PR #3484, opened 2025-03-22
bug: 🐛 Fix bn.js and node error

KhairallahA:
While trying to run the SDK using Node v22.11.0 and pnpm v10.6.5, I encountered the following error:

```bash
error TS2688: Cannot find type definition file for 'bn.js'.
  The file is in the program because:
    Entry point for implicit type library 'bn.js'

error TS2688: Cannot find type definition file for 'node'.
  The file is in the program because:
    Entry point for implicit type library 'node'


Found 2 errors.

 ELIFECYCLE  Command failed with exit code 2.
 ELIFECYCLE  Command failed with exit code 2.
 ELIFECYCLE  Command failed with exit code 2.
```

After installing `@types/bn.js` and `@types/node`, the issue was resolved.

### DIFF
--- a/sdk/packages/react/package.json
+++ b/sdk/packages/react/package.json
@@ -43,6 +43,8 @@
   "devDependencies": {
     "@testing-library/dom": "^10.4.0",
     "@testing-library/react": "^16.2.0",
+    "@types/bn.js": "^5.1.6",
+    "@types/node": "^22.13.10",
     "@types/react": "^19.0.8",
     "@types/react-dom": "^19.0.4",
     "@vitest/coverage-v8": "^3.0.7",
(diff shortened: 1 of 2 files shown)


KhairallahA:
Hi @PaulLeCam!

I did that like you see here:
image

PaulLeCam:
Thanks for the details.

I'd like to figure out what is the cause of the issue, considering I can't reproduce it locally and it doesn't appear in our CI environment either, I'm wondering if there is anything else with your setup that might affect it please? Have you made any change to the code or dependencies that could explain the added requirement on these types?

KhairallahA:
Hi my bro @PaulLeCam, got the problem!

I was experiencing this issue just by running `pnpm run build` without any modifications or additions to the code.

I encountered the same issue with the test-utils folder in the latest update. To solve it, I needed to install `@types/bin.js`.

I fixed it by replacing my global tsc version (`5.8.2`) with the same version as the one expected in the project (`5.7.2`), and now everything works — I think because the stricter TS rules from `5.8.2` are gone.

PaulLeCam:
Thanks for the details!

PR #3502, opened 2025-03-25
chore(lib/ethclient): wire headerdb

corverroos:
Replace headercache internals with headerdb to cache by height as well instead of only hash.

issue: none


lib/ethclient/headercache.go
```diff
@@ -3,97 +3,104 @@ package ethclient
...
 
-func (c *headerCache) HeaderByHash(ctx context.Context, hash common.Hash) (*types.Header, error) {
-	if header, ok := c.get(hash); ok {
+func (c headerCache) HeaderByHash(ctx context.Context, hash common.Hash) (*types.Header, error) {
+	if header, ok, err := c.db.ByHash(ctx, hash); err != nil {
+		return nil, err
+	} else if ok {
 		return header, nil
 	}
+	cacheMisses.WithLabelValues(c.Name()).Inc()
```
chmllr, line 79: Aren't we missing `cacheHits.WithLabelValues(c.Name()).Inc()` above?

chmllr (approved):

lib/ethclient/headercache.go
corverroos: yes good catch

PR #3537, opened 2025-03-27
fix(solver/app): revert to nested API error json

corverroos:
Revert solver API errors to nested `{"error":{...}}` which was introduced in #3223.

• _Action item_
Work through the data above line by line and give the number of lines in which "find" occurs. Add nothing else.

• _Response area_
2